┌────────

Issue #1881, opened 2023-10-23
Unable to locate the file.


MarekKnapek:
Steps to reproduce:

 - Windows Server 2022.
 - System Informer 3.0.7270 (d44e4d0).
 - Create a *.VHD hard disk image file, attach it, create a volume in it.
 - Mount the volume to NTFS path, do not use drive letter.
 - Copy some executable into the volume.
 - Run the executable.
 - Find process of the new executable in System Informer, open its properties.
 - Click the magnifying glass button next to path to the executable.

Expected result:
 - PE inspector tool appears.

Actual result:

└────────
┌────────

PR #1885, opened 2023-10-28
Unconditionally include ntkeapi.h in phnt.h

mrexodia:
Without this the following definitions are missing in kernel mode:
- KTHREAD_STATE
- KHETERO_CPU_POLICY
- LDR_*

└────────

WHAT IS REQUIRED ▸ From the listing, please work out how many lines contain "opened". Give the number only.

REPLY TO THE TASK ▸ 2